Segment Start: Listed entries

PR #511, opened 2012-06-07
Return early when current index is 0

kevinsawicki:
On Gingerbread and possibly older versions of Android
ViewGroup.getChildAt would catch an exception when a
invalid index was requested.

Adding a guard at this layer prevents many exceptions
from being allocated and thrown away at the ViewGroup
layer.

https://github.com/android/platform_frameworks_base/blob/android-2.2_r1/core/java/android/view/ViewGroup.java#L3057


JakeWharton:
I like this, but I'll have to get it reviewed and accepted to AOSP before I can merge here since it's code that is from Android. This also relates closely to #360. I have a boatload of free time next week so I'll for sure do it then.

kevinsawicki:
Yeah, apologies, I didn't see that pull request you mentioned which is a similar fix to the same issue.

JakeWharton:
https://android-review.googlesource.com/39998

Issue #240, opened 2012-02-09
setSelectedNavigationItem Does Not Work in Collapsed Tab Navigation


mykola-dev:
Another old issue. I use ViewPager with tabs (code based on Support4Demo). When I flip page, I use this code in PagerAdapter to update tab selection:

``` java
public void onPageSelected(int position) {
 mActionBar.setSelectedNavigationItem(position);
}
```

This works great until I add few actionbar items and tabs collapsed to expandable list (it happens in landscape mode). Then selection of current tab just didnt work. Is I should use some other method instead of setSelectedNavigationItem()?
This issue appears in beta5 and beta6

JakeWharton:
This is a platform bug. [This code](https://github.com/android/platform_frameworks_base/blob/master/core/java/com/android/internal/widget/ScrollingTabContainerView.java#L168-179) doesn't not check if `mTabSpinner` is being used. It always assumes `mTabLayout`.

Submitted a patch to AOSP: https://android-review.googlesource.com/32492

mykola-dev:
I see. Thanks Jake.
Will try to reduce my tabs amount and width :)

toulouse:
@deviant-studio Here's a workaround that may work for you: https://gist.github.com/2657485

commonsguy:
FWIW, since there didn't seem to be an official issue filed for the underlying Android bug, [I went ahead and filed one](http://code.google.com/p/android/issues/detail?id=38500).

mohitum007:
I was also experiencing the same issue. Making a lot of research I found the solution here: 
    https://gist.github.com/toulouse/2657485
I hope this may help someone else too.

Mohit Sharma
http://mohitum.wordpress.com

PR #512, opened 2012-06-07
Fix dropdown selection when navigating to tab using getSupportActionBar().selectTab(tab);

abuchanan-grio:
This fixes a problem with tabbed navigation (ActionBar.NAVIGATION_MODE_TABS) when the tabs have been collapsed into a dropdown menu.  Currently, programmatically navigating to a tab using getSupportActionBar().selectTab(tab) does not correctly set the selected item on the dropdown.  The previous tab title remains displayed, and the UI is left in an inconsistent state where the actual tab does not correspond to the tab selected in the dropdown.

### DIFF
--- a/library/src/com/actionbarsherlock/internal/widget/ScrollingTabContainerView.java
+++ b/library/src/com/actionbarsherlock/internal/widget/ScrollingTabContainerView.java
@@ -178,6 +178,8 @@ public class ScrollingTabContainerView extends NineHorizontalScrollView
                 animateToTab(position);
             }
         }
+        if(mTabSpinner != null)
+            mTabSpinner.setSelection(position);
     }
 
     public void setContentHeight(int contentHeight) {


JakeWharton:
This bug is present in the native action bar so you'd only be fixing it for when the compatibility implementation is used. Since creating different behavior across Android versions is much worse than remaining consistent I cannot patch it yet. See #240.

abuchanan-grio:
On the [Android change](https://android-review.googlesource.com/#/c/32492/1) it sounds like they're waiting on feedback from you ("Jake, do you have any comments to provide based on Adam's review? Thanks!") based on [the inline comments that Adam made](https://android-review.googlesource.com/#/c/32492/1/core/java/com/android/internal/widget/ScrollingTabContainerView.java):

> This will result in a requestLayout and setTabSelected is called as part of onMeasure in this view. Requesting layout during a layout pass can cause problems.
> We should probably do something something more direct instead of setTabSelected to animate to the currently selected tab after the size has changed to avoid this.

Any news on whether a different approach will work better?

Issue #523, opened 2012-06-25
Concatenating String in loop


bepcyc:
Package package com.actionbarsherlock.internal.nineoldandroids.animation contains 3 classes (KeyframeSet, ObjectAnimator and ValueAnimator) which are concatenating a String variable in a for loop inside toString() method. 

That's a bad practice, you need to use StringBuilder instead. 

I guess it's a product of some code generation.

JakeWharton:
Is `toString` ever called for any of these? They are likely there for debug purposes where slowness and String concatenation aren't really a concern.

bepcyc:
I don't see direct usages, but other toString() methods are already implemented with StringBuilder.
Anyway, I already made a patch ;)

JakeWharton:
Explanation on #523.

PR #524, opened 2012-06-25
Closing Issue #523.

bepcyc:
Closing Issue #523.


hasanakyurek:
android 4.0.4 getSupportedActionBar() return null. how to fix this problem?

SeanPONeil:
getSupportActionBar()**

JakeWharton:
This code is copied from NineOldAndroids which is copied directly from Android. I prefer not modifying copied code unless it's absolutely necessary because it means more changed lines to merge when new versions of Android come out. As `toString` would only be called by someone debugging I don't think it's worth making the change.

PR #528, opened 2012-06-27
android-support-v4.jar removed from apklib

olekp:
android-support-v4.jar from libs folder makes problems in Idea IDE. It's unnecessary for projects using maven, so can be safely removed from apklib package


DHuckaby:
Removing the jar would make it a real pain for new Eclipse users.

JakeWharton:
It only removes it from the apklib for Maven users. Nice find. I'll get this merged into `dev` today.

JakeWharton:
Merged to `dev`. Thanks!

PR #530, opened 2012-06-27
FragmentTransaction is null for non-sherlock activities

Vandalko:
Sherlock is passing FragmentTransaction instance in tab callbacks now(since v4). But there is strange instance class check here [ActionBarImpl.java:509](https://github.com/JakeWharton/ActionBarSherlock/blob/master/library/src/com/actionbarsherlock/internal/app/ActionBarImpl.java#L509) and here [ActionBarWrapper.java:322](https://github.com/JakeWharton/ActionBarSherlock/blob/master/library/src/com/actionbarsherlock/internal/app/ActionBarWrapper.java#L322).

There is no point to do that check because you can just use FragmentActivity and obtain FragmentManager:

``` java
        if (mActivity instanceof FragmentActivity) {
            trans = ((FragmentActivity)mActivity).getSupportFragmentManager().beginTransaction()
                    .disallowAddToBackStack();
        }
```

### DIFF
--- a/library/src/com/actionbarsherlock/internal/app/ActionBarImpl.java
+++ b/library/src/com/actionbarsherlock/internal/app/ActionBarImpl.java
@@ -37,7 +37,6 @@ import android.view.accessibility.AccessibilityEvent;
 import android.widget.SpinnerAdapter;
 import com.actionbarsherlock.R;
 import com.actionbarsherlock.app.ActionBar;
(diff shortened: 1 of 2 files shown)


JakeWharton:
Patch has spacing problems which fail the build. Please fix.

JakeWharton:
Merged to `dev` branch. Will release soon. Great find, thanks!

Segment End: Listed entries

**Problem description**
Everything in the material above from the line that has "getSupportActionBar()**" through the line that has "FragmentTransaction is null" must be duplicated exactly, with no other lines given.

**Completed task**
getSupportActionBar()**

JakeWharton:
This code is copied from NineOldAndroids which is copied directly from Android. I prefer not modifying copied code unless it's absolutely necessary because it means more changed lines to merge when new versions of Android come out. As `toString` would only be called by someone debugging I don't think it's worth making the change.

PR #528, opened 2012-06-27
android-support-v4.jar removed from apklib

olekp:
android-support-v4.jar from libs folder makes problems in Idea IDE. It's unnecessary for projects using maven, so can be safely removed from apklib package


DHuckaby:
Removing the jar would make it a real pain for new Eclipse users.

JakeWharton:
It only removes it from the apklib for Maven users. Nice find. I'll get this merged into `dev` today.

JakeWharton:
Merged to `dev`. Thanks!

PR #530, opened 2012-06-27
FragmentTransaction is null for non-sherlock activities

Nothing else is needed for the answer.